Collected data:
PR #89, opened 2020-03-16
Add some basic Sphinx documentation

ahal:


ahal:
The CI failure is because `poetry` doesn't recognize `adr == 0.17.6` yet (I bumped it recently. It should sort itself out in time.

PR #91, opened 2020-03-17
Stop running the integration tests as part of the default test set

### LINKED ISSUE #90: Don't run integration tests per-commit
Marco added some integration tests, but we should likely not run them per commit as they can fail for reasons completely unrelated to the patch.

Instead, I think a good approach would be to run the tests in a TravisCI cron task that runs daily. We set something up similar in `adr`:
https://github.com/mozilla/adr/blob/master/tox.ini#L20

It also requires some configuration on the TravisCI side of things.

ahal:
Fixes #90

What you are asked to do: Which lines hold the string "integration"? Copy all of them from the data above.

Written reply:
Stop running the integration tests as part of the default test set
### LINKED ISSUE #90: Don't run integration tests per-commit
Marco added some integration tests, but we should likely not run them per commit as they can fail for reasons completely unrelated to the patch.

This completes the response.